26      Or, en l’espèce, il résulte du dossier que la requérante a obtenu, comme cinq autres candidats, une note de 68/100, que six candidats ont obtenu une note de 68,5/100 et que les derniers candidats admis sur la liste de réserve ont obtenu une note de 69/100. Ainsi, même à supposer que les cinq lauréats susmentionnés aient été à tort admis à concourir, la requérante, pour être inscrite sur la liste de réserve constituée à l’issue du concours, aurait dû encore établir que six autres candidats ne remplissaient pas les conditions posées par l’avis de concours, ce qu’elle n’a pas fait.

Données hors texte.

PR #998, opened 2024-03-10
Feature: dynamic novel appbar

CD-Z:
+ added a dynamic appbar that fades in the backgroundcolor dependent on scroll position
+ updated deps with non breaking changes


nyagami:
I think the appbar should have color like Mihon app (primaryContainer ig). Currently it has same color as the background
Screenshot_20240317-233008

nyagami (approved):

PR #1008, opened 2024-03-20
Update indowebnovel.js

AhmadNaruto:


K1ngfish3r:
Welcome! We have since moved all our source/plugin development over to the LNReader/lnreader-sources repo for LNReader 2.0. You may commit this PR over to the`master` branch there, it would be greatly appreciated.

Dans ces conditions, force est de constater que, même si le Tribunal devait accueillir les griefs de la requérante dirigés contre les cinq lauréats visés au point 23 ci-dessus, un tel résultat ne serait pas pour autant de nature à lui permettre d’être admise sur la liste de réserve.

27      En conséquence, la requérante n’a pas d’intérêt légitime à demander l’annulation de la décision attaquée, puisque dans l’hypothèse où celle-ci serait annulée une nouvelle décision ne pourrait être prise qu’à l’identique (voir, en ce sens, arrêts du Tribunal de première instance du 11 décembre 1991, Frederiksen/Parlement, T‑169/89, Rec. p. II‑1403, point 53, et du 14 novembre 2006, Neirinck/Commission, T‑494/04, RecFP p. I‑A‑2‑259 et II-A‑2‑1345).

 Sur les dépens

28      Aux termes de l’article 87, paragraphe 1, du règlement de procédure, sous réserve des autres dispositions du chapitre huitième du titre deuxième dudit règlement, toute partie qui succombe est condamnée aux dépens, s’il est conclu en ce sens.

29      Toutefois, en vertu de l’article 88 du règlement de procédure, le Tribunal peut condamner une partie, même gagnante, à rembourser à l’autre partie les frais qu’elle lui a fait exposer et qui sont jugés frustratoires ou vexatoires.

30      En l’espèce, le Tribunal constate que la Commission a tardé à informer le Tribunal et la requérante de ce que le classement de cette dernière ne lui permettait pas, eu égard à ses arguments et à son offre de preuve, de prétendre figurer sur la liste de réserve, constituée à l’issue du concours, ce qui a eu pour effet de faire perdurer inutilement le litige.

31      En conséquence, compte tenu du comportement de la Commission dans le cadre de la présente affaire, il y a lieu de décider que chaque partie supporte ses propres dépens.

Par ces motifs,

LE TRIBUNAL DE LA FONCTION PUBLIQUE
(deuxième chambre)

déclare et arrête :

1)      Le recours est rejeté.

2)      Mme Wiame supporte ses propres dépens.

3)      La Commission européenne supporte ses propres dépens.

Boruta

Kreppel

Van Raepenbusch

Ainsi prononcé en audience publique à Luxembourg, le 4 février 2010.

Le greffier

 

       Le président

W. Hakenberg

 

       H. Tagaras


* Langue de procédure : le français.